Français (langue), Étymologie

Origines de la langue françoise (les)

Auteur(s) : MÉNAGE Gilles

 à Paris, chez Augustin COURBE, en la petite salle du Palais, à la Palme
 édition originale
  1650
 1 vol (XXXVIII-845p.)
 In-quarto
 veau, dos à cinq nerfs, caissons ornés
 marque de l'éditeur sur la page de titre signé Jean PICART, culs de lampe, lettres ornées, bandeaux décoratifs


Plus d'informations sur cet ouvrage :

En dépit de son titre, l’ouvrage de Gilles MÉNAGE constitue bien un dictionnaire entièrement consacré à l’étymologie de la langue française. Le livre sera réédité en 1694 dans une version très augmentée que l’auteur ne verra pas achevée, avec un titre plus explicite : Dictionnaire étymologique ou Origines de la langue françoise.

À l’époque, l’étymologie n’est pas encore une science, mais elle représente déjà un sujet d’étude alors qu’elle n’était utilisée depuis le Moyen Âge que pour démontrer une thèse. On cherchait alors, par des rapprochements fantaisistes et des contorsions linguistiques, à rattacher le français au grec, comme pour le mythe des origines troyennes (voir à ce sujet la notice du livre de PICARD de Toutry sur Dicopathe), ou à l’hébreu qui, après Babel, serait la langue demeurée la plus proche du langage originel.

Gilles MÉNAGE se démarque de ses prédécesseurs par une approche plus scientifique et aborde l’étude de la langue pour elle-même, sans aucune visée idéologique.
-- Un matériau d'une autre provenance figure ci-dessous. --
PR #823, opened 2022-03-11
✨ Introduce the ability to abort requests from specificed hostnames (`disallowedHostnames`)

### LINKED ISSUE #773: Introduce disallowed hostnames
## The problem

While we aspire to make request interception as resilient as it possibly can, sometimes this isn't possible (it's an arms race vs the web, in some ways). Especially with live sites that have ad tracking pixels or data collection requests that sometimes hang asset discovery. 

To help solve this, we should introduce the inverse of `allowedHostnames`, which will immediately abort requests from matching hostnames. This will help speed up asset discovery and also make it more reliable while also giving users control over what requests should be made.

Robdel12:
## What is this?

There are many cases where asset discovery can be hung up by remote assets that will never be captured. Most common issues are ad tracking requests or analytics requests. We can't wholesale exclude requests from asset discovery though, since it's possible for remote assets to request local assets (or assets that _are_ included in `allowedHostnames`). 

In order to make asset discovery more stable for customers, we are introducing the ability for them to specify hostnames which will be fast failed and aborted in asset discovery. This makes it so ad trackers or analytic trackers won't hang up or timeout asset discovery. 

Will close #773

### DIFF
--- a/packages/cli-command/src/flags.js
+++ b/packages/cli-command/src/flags.js
@@ -56,6 +56,15 @@ export const allowedHostnames = {
   short: 'h'
 };
 
+export const disallowedHostnames = {
+  name: 'disallowed-hostname',
+  description: 'Disalllowed hostnames to abort in asset discovery',
+  percyrc: 'discovery.disallowedHostnames',
+  type: 'hostname',
+  multiple: true,
+  group: 'Percy'
+};
+
 export const networkIdleTimeout = {
   name: 'network-idle-timeout',
   description: 'Asset discovery network idle timeout',
@@ -95,6 +104,7 @@ export const PERCY = [
 
 export const DISCOVERY = [
   allowedHostnames,
+  disallowedHostnames,
   networkIdleTimeout,
   disableCache,
   debug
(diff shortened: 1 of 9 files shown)


packages/cli-command/src/flags.js
```diff
@@ -56,6 +56,15 @@ export const allowedHostnames = {
   short: 'h'
 };
 
+export const disallowedHostnames = {
+  name: 'disallowed-hostname',
+  description: 'Disalllowed hostnames to abort in asset discovery',
```
wwilsman, line 61:
```suggestion
  description: 'Disallowed hostnames to abort in asset discovery',
```

packages/core/src/config.js
```diff
@@ -46,6 +46,20 @@ export const configSchema = {
           }]
         }
       },
+      disallowedHostnames: {
```
wwilsman, line 49: You'll also need to add a reference around L140 in this same file if we want to support per-snapshot disallowed hostnames.

wwilsman (changes requested):
Small typo and a forgotten config schema

wwilsman (approved):
🎮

Grammairien et lexicographe renommé, l’auteur rattache résolument la langue française à ses racines grecques et latines issues du monde gallo-romain : « Pour réussir en la recherche des origines de notre langue, il faudroit avoir une parfaite connoissance de la langue latine dont elle est venue, et en particulier de la basse latinité. » Novateur en ce domaine, il n’hésite pas à inclure dans ses démonstrations les patois de France : « Il faudroit sçavoir avec cela tous les différens idiomes de nos provinces et le langage des paysans, parmy lesquels les langues se conservent plus longuement. »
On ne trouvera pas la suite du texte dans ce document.